Her credentials are impeccable. She is a founding member of the Iran Human Rights Documentation Center, and serves on the board of Refugees International. She speaks on the subject of the Middle East and human rights and has appeared on CSPAN-Book TV, CNN International, CBS Early Show, and Now with Bill Moyers. Her memoir of growing up a Jewish teenager in post-revolutionary Iran, Journey from the Land of No (Crown), was Barnes & Noble’s Pick of the Week, Ms. Magazine’s Must Reads of the Summer, Publishers Weekly’s Best Books of the Year, and Elle Magazine’s Best Nonfiction Book of 2004. It also received the Persian Heritage Foundation’s Latifeh Yarshater Literary Award. Journey from the Land of No has been translated into several languages and is available in Canada, Australia, New Zealand, Belgium, the Netherlands, and Spain.

Her poetry has consistently appeared in numerous anthologies around the world, including La Regle Du Jeu, the Pen Anthology of Contemporary Iranian Literature, and the forthcoming W.W. Norton’s Contemporary Voices of the Eastern World: An Anthology of Poems. She contributes to the Persian Literary Review and served as the poetry editor of Par Magazine for six years. Her opinion columns, essays, and book reviews appear in English-language publications, the Washington Post and the Wall Street Journal among them. She is also a contributor to the Weekend Edition of NPRs All Things Considered.

The seminars of the Center for the Study of Global Anti-Semitism have succeeded in attracting regulars” from both town and gown. It was interesting to note that Bob Fishman, executive director of the CT State Jewish Community Relations Council, traveled from Hartford for the opportunity that we have on a casual, local everyday basis.

While Sydney Perry, Executive Director of the Jewish Federation of Greater New Haven, found a table on which to perch, Fishman had to settle for a limited view from the hallway.

Pick an hour, pick a day, log on to the Yale Bulletin and choose a lecture. You owe it to yourself.

Theater, Everywhere

On that day, it was an easy ride over to the Haskins Laboratories for the opening of their new art show, available to the public during normal business hours. And there was still time to get to the opening of Yale Rep’s The Mistakes Madeline Made, a dramatic and farcical ode to the ability to organize things; to paraphrase one character, that ability is our first line of defense against the whole world”. The actors are terrific! If you can organize your schedule, you have until Nov. 18th to see it.

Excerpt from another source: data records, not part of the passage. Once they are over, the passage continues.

PR #698, opened 2020-08-14
Use 'black' to format all Python files

aqua-uru:
I first fixed the weird non-aligned `#~` comments, which otherwise got messed up by black, using repeated applications of the below regex (until there were no more matches). Then I replaced all `#~` by `#` (taking some care not to get false positives and affect some other formatting). And then I ran black.

**PATTERN**
`^( *)#~(.*?)\n\1( +)#~(.*?)\n`
**REPLACEMENT**
`$1#~$2\n$1#~$3$4\n`


Hoikas:
@Deledrius and others who like tinkering with the Python... Do we have a preference on black when compared to others such as autopep8? I'm not really a fan of how black handles multiline statements, especially this particular gem:
```python
            if (
                behavior == PtBehaviorTypes.kBehaviorTypeStandingJump
                or behavior == PtBehaviorTypes.kBehaviorTypeWalkingJump
            ):
```

Deledrius:
I'm not in love with that formatting choice.  What does autopep8 do?

Hoikas:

Long Wharf’s current production of Rocket to the Moon is a too lengthy, but familiar story of human temptations and moral values. David Marguiles’ portrayal of Mr. Prince eases the slow pace. Assuming you have your calendar in order after having seen Madeline’s Mistakes, you are given an extra day to go to Long Wharf; the show will be on Stage I until November 19th.

If by Sunday you are not exhausted, check out the Cabaret at Chow. Baby Jane Dexter was there this week; look forward to Ann Tofflemire and Andy Rubenoff in the next few weeks.